Hyperparameter tuning is the process of optimizing a model's hyperparameter values in order to maximize the predictive quality of the model.
Examples of such hyperparameters are the learning rate, neural architecture depth (layers) and width (nodes), epochs, batch size, dropout rate, and activation functions.
These are the parameters that are set prior to training; unlike the model parameters (weights and biases), these do not change during the process of training the model.

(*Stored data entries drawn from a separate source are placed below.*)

PR #57, opened 2016-06-27
Allow specifying plugins in the config file

simozhan:
JIRA: PDC-1564

### DIFF
--- a/pdc_client/runner.py
+++ b/pdc_client/runner.py
@@ -37,9 +37,26 @@ from pdc_client.utils import pretty_print
 
 # A list of paths to directories where plugins should be loaded from.
 # The purpose of the plugins is to extend the default behaviour.
-PLUGIN_DIRS = [
-    os.path.join(os.path.dirname(__file__), 'plugins')
+LOCAL_DIR = os.path.join(os.path.dirname(__file__), 'plugins')
+INSTALLED_DIR = os.path.join('/usr/share/pdc-client', 'plugins')
+PLUGIN_DIRS = [LOCAL_DIR] if not os.path.exists(INSTALLED_DIR) else [INSTALLED_DIR]
+
+DEFAULT_PLUGINS = [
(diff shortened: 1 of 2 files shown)


lubomir:
I didn't test it, but the code looks very good. :+1:

pdc_client/runner.py
```diff
@@ -49,10 +66,22 @@ def __init__(self):
...
+        if not server:
+            raise TypeError('Server must be specified')
+        config = pdc_client.read_config_file(server)
+        if config:
+            plugins = config[CONFIG_PLUGINS_KEY_NAME]
+            if not plugins:
+                plugins = DEFAULT_PLUGINS
+        else:
+            plugins = DEFAULT_PLUGINS
+
```
ycheng-aa, line 77: Seems from line 74 it could be:

```
plugins = DEFAULT_PLUGINS
if config and config[CONFIG_PLUGINS_KEY_NAME]:
     plugins = config[CONFIG_PLUGINS_KEY_NAME]
```

to make it a little shorter.

pdc_client/runner.py
```diff
@@ -49,10 +66,22 @@ def __init__(self):
...
         for dir in PLUGIN_DIRS:
             self.logger.debug('Loading plugins from {0}'.format(dir))
             for name in os.listdir(dir):
-                if not name.endswith('.py'):
+                if not name.endswith('.py') or name not in plugins:
```
ycheng-aa, line 81: It's a minor thing. If use `in` here, it's a litter better to set  `plugins` as a set instead of a list. `in` operation for a set is O(1) complexity (https://wiki.python.org/moin/TimeComplexity). But not big deal for this small list.

ycheng-aa:
:+1:

pdc_client/runner.py
simozhan, line 81: @ycheng-aa Interesting. will think about this when met large list. :)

This notebook shows how you can create and configure an `Experiment` for `TensorFlow` training job.
In terms of Kubernetes, such an experiment is a custom resource handled by the Katib operator.

### What You'll Need
The Docker Container with TensorFlow Operator from the previous session can be used
 - [TensorFlow](../training/tensorflow/MNIST%20with%20TensorFlow.ipynb) 
 
The model must always accept input Hyperparameters for Tunning


## How to Specify Hyperparameters in Your Models
In order for Katib to be able to tweak hyperparameters it needs to know what these are called in the model.
Beyond that, the model must specify these hyperparameters either as regular (command line) parameters or as environment variables.
Since the model needs to be containerized, any command line parameters or environment variables must to be passed to the container that holds your model.
By far the most common and also the recommended way is to use command line parameters that are captured with [`argparse`](https://docs.python.org/3/library/argparse.html) or similar; the trainer (function) then uses their values internally.

## How to Expose Model Metrics as Objective Functions
By default, Katib collects metrics from the standard output of a job container by using a sidecar container.
In order to make the metrics available to Katib, they must be logged to [stdout](https://www.kubeflow.org/docs/components/hyperparameter-tuning/experiment/#metrics-collector) in the `key=value` format.
The job output will be redirected to `/var/log/katib/metrics.log` file.
This means that the objective function (for Katib) must match the metric's `key` in the models output.
It's therefore possible to define custom model metrics for your use case.

## How to Create Experiments
Before we proceed, let's set up a few basic definitions that we can re-use.
Note that you typically use (YAML) resource definitions for Kubernetes from the command line, but we shall show you how to do everything from a notebook, so that you do not have to exit your favourite environment at all!
Of course, if you are more familiar or comfortable with `kubectl` and the command line, feel free to use a local CLI or the embedded terminals from the Jupyter Lab launch screen.

In [1]:
TF_EXPERIMENT_FILE = "katib-tfjob-experimentnew.yaml"

In [2]:
import re

from IPython.utils.capture import CapturedIO


def get_resource(captured_io: CapturedIO) -> str:
    """
    Gets a resource name from `kubectl apply -f <configuration.yaml>`.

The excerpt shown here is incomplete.